Es erstaunt schon, dass selbst der schweizerische Wissenschaftsrat aus dem arg strapazierten Begriff der Chancengleichheit die Forderung ableitet, man müsste die Kinder möglichst früh schon darauf vorbereiten, dass sie bei Schuleintritt alle die gleichen Startchancen hätten. Mit Recht stellt sich Walter Herzog dieFrage, ob Gleichheit überhaupt ein relevantes Kriterium für Gerechtigkeit sei(NZZ 29. 3. 19). Es gibt sehr wohl das Gerechtigkeitsprinzip «jedem das Gleiche». Die Kinder achten sehr darauf, ob zum Beispiel eine Torte in gleich grosse Stücke geteilt wird. Sie haben ein feines Gespür, ob ein Lehrer allen Schülern gleich viel Aufmerksamkeit schenkt und niemanden bevorzugt. Wird dieses Prinzip aber derart umgesetzt, dass möglichst früh auf Förderung und Beschulung gesetzt wird, was dann bald einmal einer Abrichtung entspricht, dann ist dieses Prinzip verfehlt. Gerechtigkeit auf höherer Stufe – und das müssen Kinder und zuweilen auch noch Erwachsene erst lernen – bedeutet nämlich: jedem das Seine. Weil die individuellen Unterschiede hinsichtlich Begabung, Entwicklungsstand und milieubedingter Voraussetzungen bei Kindern gross sind, ist es gerechter, wenn nicht alle über den gleichen Kamm geschert werden, sondern auf ihre besondere Situation eingegangen wird.
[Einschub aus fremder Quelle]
PR #1248, opened 2023-10-24
VSTHRD111: Offer `.ConfigureAwait(false)` as the first code fix

### LINKED ISSUE #980: VSTHRD111: Order of suggested code fix options
No, I wouldn't say it's a "problem", but: At least for me, when VSTHRD111 happens, and I "Alt-Enter" to get to the suggested code fixes, the first code fix listed is always to use ```ConfigureAwait(true)```. Since it is the first listed, it is the default choice when you hit "Alt-Enter" then "Enter".

In my experience, that's almost never what I want. I want ```ConfigureAwait(false)```. I get the feeling that that's true of most people, too. If I'm wrong about that, please just forget about this request. 

I'd like the first listed one to be ```ConfigureAwait(false)```, so that it is the default choice.

Of course I can (and do) just "Alt-Enter", "Down", "Enter", which is obviously not a huge travail in and of itself. But I've sometimes caught myself mistakenly just doing "Alt-Enter", "Enter", because of (1) longstanding muscle memory from an old analyzer with this same rule (or maybe an old version of this one? I forget), and (2) the high degree of visual similarity between the top two choices. That's the sort of thing that I'm really hoping to prevent, rather than merely the extra keystroke.

AArnott:
Closes #980

### DIFF
--- a/src/Microsoft.VisualStudio.Threading.Analyzers.CodeFixes/VSTHRD111UseConfigureAwaitCodeFix.cs
+++ b/src/Microsoft.VisualStudio.Threading.Analyzers.CodeFixes/VSTHRD111UseConfigureAwaitCodeFix.cs
@@ -57,8 +57,8 @@ public class VSTHRD111UseConfigureAwaitCodeFix : CodeFixProvider
                 return Task.FromResult(context.Document.WithSyntaxRoot(syntaxRoot.ReplaceNode(awaitedExpression, configuredAwaitExpression)));
             }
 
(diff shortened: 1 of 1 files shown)


matthew-j-clark (approved):

matthew-j-clark:
Do we need a test for ensuring the order of offering fixes?

AArnott:
No. I wasn't testing the old order, and as a change like this is super straightforward, and obvious in reading what order it will appear in, adding a test just adds friction to such changes.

Wohin das Prinzip «jedem das Gleiche» führt und schon geführt hat, können wir unschwer erkennen, seit Kinder allzu früh eingeschult werden oder massiv überforderte Schüler zu spät oder überhaupt nicht einen ihren Voraussetzungen gemässen, differenzierten Unterricht erhalten.